> [Information]
PR #2702, opened 2017-08-01
Dask test api fixes + cml changes

lbdreyer:
Once #2699 is in, this is next on the list.

This PR adds two extra commits. One addresses the tests that now have to be removed or changed since the API has changed (e.g. replace() method has been removed etc)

> [What to produce]
Restate the material word for word.

> [Exercise result]
PR #2702, opened 2017-08-01
Dask test api fixes + cml changes

lbdreyer:
Once #2699 is in, this is next on the list.

This PR adds two extra commits. One addresses the tests that now have to be removed or changed since the API has changed (e.g. replace() method has been removed etc)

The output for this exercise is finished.